7. Polimeridis AG, Villena JF, Daniel L, et al. Stable FFT-JVIE solvers for fast analysis of highly inhomogeneous dielectric objects. J Comput Phys. 2014;269:280-296.

8. Villena JF, Polimeridis AG, Wald LL, et al. MARIE – a MATLAB-based open source software for the fast electromagnetic analysis of MRI systems. In proc ISMRM. 2015;23:0709.

Figures

Figure 1: Semi-adjustability cardiac coil former used for simulation geometry. 3D coil model (top) and constructed coil array (bottom). The two main coil segments consist of a posterior and anterior anatomical-shaped shell. Additional wings at the shoulders and the torso are hinged to together, which allows the subject to be closely wrapped up with coil elements.

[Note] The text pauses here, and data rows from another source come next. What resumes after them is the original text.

PR #1744, opened 2026-06-30
feat(auth): idle (inactivity) session timeout (--session-inactivity-secs) (P1 #8)

fjarvis:
## Summary

Closes `/auth-and-authz` gap-matrix **P1 #8** — SOC 2 **CC6.3** (session inactivity timeout). Wires the previously-reserved `sessions.last_activity_at` column end-to-end.

A **sliding** idle timeout for operator dashboard cookie sessions, *under* the existing absolute 8-hour session lifetime. **`--session-inactivity-secs`** (`YUZU_SESSION_INACTIVITY_SECS`, default **0 = disabled**, opt-in; recommended `900` = 15 min). A session idle longer than the window is invalidated server-side and the operator is redirected to `/login`; any authenticated request resets the window. Boot posture is logged for CC6.3 evidence.

## Design (the load-bearing facts)

- **In-memory is authoritative.** Sessions validate from `AuthManager::sessions_` (the `auth.db` `sessions` rows are v1 dead-writes), so the idle state lives on the in-memory `Session` as a **monotonic `steady_clock` `last_activity_at`** — an NTP step can neither extend nor collapse the window. Enforced in `validate_session` beside the unchanged absolute `expires_at` check.
- **Scope: cookie sessions only.** API tokens and MCP tokens resolve via `synthesize_token_session` and **never reach `validate_session`**, so long-lived automation credentials are never idle-timed-out (structurally enforced). OIDC users simply re-authenticate via SSO.
- **Throttled touch.** Sliding the window needs the exclusive lock, so the touch is throttled to once per `touch_granularity = min(window/4, 30s)` — active-session requests stay on the **shared** lock (no per-request serialisation / O(N) sweep). `last_activity_at` lags real activity by at most the granularity, far inside any minutes-scale window, so an active session is never wrongly evicted; idle-out fires within `[window − granularity, window]`.
- **Best-effort, throttled `auth.db` mirror** (`AuthDB::touch_session_activity`, ≤1 write/session/60 s, off the `mu_` lock). No migration — the column already exists.

## Security posture

- **Governance pipeline (9 agents):** no BLOCKING/CRITICAL/HIGH. security-guardian (no auth weakening / no UAF / monotonic / snapshot-and-release), cpp-safety (lock discipline + iterator-after-upgrade correct), AuthDB specialist, consistency-auditor (3 creation sites all stamp; API/MCP exemption structural), happy-path — all PASS. The convergent SHOULD (5 reviewers: idle-enabled exclusive-lock-per-request, UP-1/UP-2) is fixed by the **touch throttle**; docs + test-hygiene SHOULDs addressed.
- **Two Gate-8 re-reviews** of the throttle commit (security + cpp-safety): PASS, zero findings — the throttle preserves the "idle session is rejected within the window" guarantee and the folded evict is race-safe + fail-closed.
- **Hermes ×2** (mandatory auth gate): both passes confirmed **no timeout bypass, no idle-session-validates, no active-session wrongful eviction, no concurrency corruption, no cross-scope disruption, no DB corruption, no disabled-default regression** — every adversarial vector infeasible with file:line reasoning.
- Change record: `docs/security-reviews/inactivity-timeout-2026-06-30.md`.

## Resource ledger (C++)

`AuthDB::touch_session_activity` owns one `sqlite3_stmt*` (prepare→finalize all paths, mirrors `mfa_mark_session_stepup`; parameterised, no `sqlite3_changes()`). No new fd/HANDLE/thread. Concurrency: shared lock for the read fast-path; a single conditional upgrade to the unique lock only when evicting/touching/reaping; the `auth.db` mirror write is strictly outside `mu_` (snapshot-and-release).

## Tests

`tests/unit/server/test_auth.cpp` `[idle]` — disabled-by-default survives inactivity; idle session invalidated + evicted; sliding window keeps an active session alive; `AuthDB::touch_session_activity` best-effort (`TempDir` RAII). Full `[auth][mfa][lockout]` suite **1497 assertions green**; build + link clean.

## Deferred follow-ups

Injectable `kActivityPersistGranularity` + a parameterisable absolute lifetime so the 60 s persist-throttle and the absolute-vs-idle interaction can be unit-tested end-to-end; a test pinning the API/MCP-token scope exclusion. (The core idle behaviour is covered.)


Tr3kkR (dismissed):
## ✅ Adversarial review — APPROVE

Two independent models (Codex `gpt-5.5` and Kimi) reviewed this change in isolation, then cross-examined each other; this is the orchestrator-synthesized result. Graded against `CLAUDE.md`, `docs/auth-architecture.md`, `.claude/agents/authdb.md`, `.claude/skills/auth-and-authz/SKILL.md`, and `docs/agentic-first-principle.md`.

**Verdict: PASS.** Both reviewers reached PASS independently and held it through cross-examination. The change correctly implements an opt-in sliding idle timeout under the absolute 8-hour lifetime, scopes it to cookie sessions (API/MCP tokens bypass by design via `synthesize_token_session`), keeps the AuthDB mirror off the `mu_` lock, and adds no schema migration. No CRITICAL/HIGH.

### Non-blocking notes (LOW)

- **L1 · Pre-existing stale-copy race in `validate_session`** (`auth.cpp:614-678`). When the opportunistic reap fires (`sessions_.size() > 100`) the function can return a `session_copy` whose token was just erased under the later `wnow` sample — authenticating at most one boundary-timed request; the next fails. Confirmed by both reviewers; Codex base-diffed it and verified this is **pre-existing debt, not a regression** — the PR only adds the idle predicate to the existing reap. Optional: after the reap, re-test `wnow > session_copy.expires_at` (and idle) before returning.
- **L2 · Throttle logic has no unit-test seam** (`test_auth.cpp:269-284` vs `auth.cpp:606-610,651-667`). Nothing fails if the touch-granularity or 60s persist throttle is removed. Already listed as an accepted deferred follow-up in `docs/security-reviews/inactivity-timeout-2026-06-30.md`. Optional: add an injectable clock/counter seam.

One reviewer additionally noted the AuthDB durable-mirror UPDATE is a no-op for live sessions — but that's the documented intentional "v1 dead-writes" design (`docs/auth-architecture.md`, in-memory authoritative), so it is **not** a defect.

### Empiricism caveat
Both reviewers ran **static-read** (local build blocked by vcpkg lock; Kimi read-only). The empirical leg rests on **CI green for head `0f2fc2d0`** — Linux gcc-15, macOS, Windows MSVC, proto-compat, Docs Lint, docs-site — confirmed via the GitHub API.

<sub>🤖 Posted from an automated adversarial (Codex vs Kimi) review. Read-only analysis.</sub>

Tr3kkR (approved):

Figure 2: The three different coil configurations, which are virtually embedded into a real coil former. Coil A) 64-channel, diameter: 90 mm, overlapped design, symmetrically distributed. Coil B) 64-channel, diameter: 70 mm, gapped array, symmetrically distributed. Coil C) 64-channel, overlapped design; loop density variation (diameters: 50-130 mm).

Figure 3: Simulated maximum intensity projection obtained from all 64 loops. Dashed lines show multiband acquisition of MB=8.

Figure 4: Inverse g-factor maps of the three tested coil configurations using multiband acquisitions (MB) with 4, 6, and 8 simultaneous acquired slices. Each emulated multiband acquisition is also analyzed with k-space sub-sampling of R=2.

Figure 5: Inverse g-factor maps of a representative transverse slice with marked cardiac ROI. First column: MB=8, cardiac ROIs show average g-factors of 1.7, 1.5, and 1.1 for coil arrangement A, B, and C, respectively. Second column: MB=8 and R=2, average g-factors are measure to be 4.1, 3.8, and 3.1 for coil configuration A, B, and C, respectively.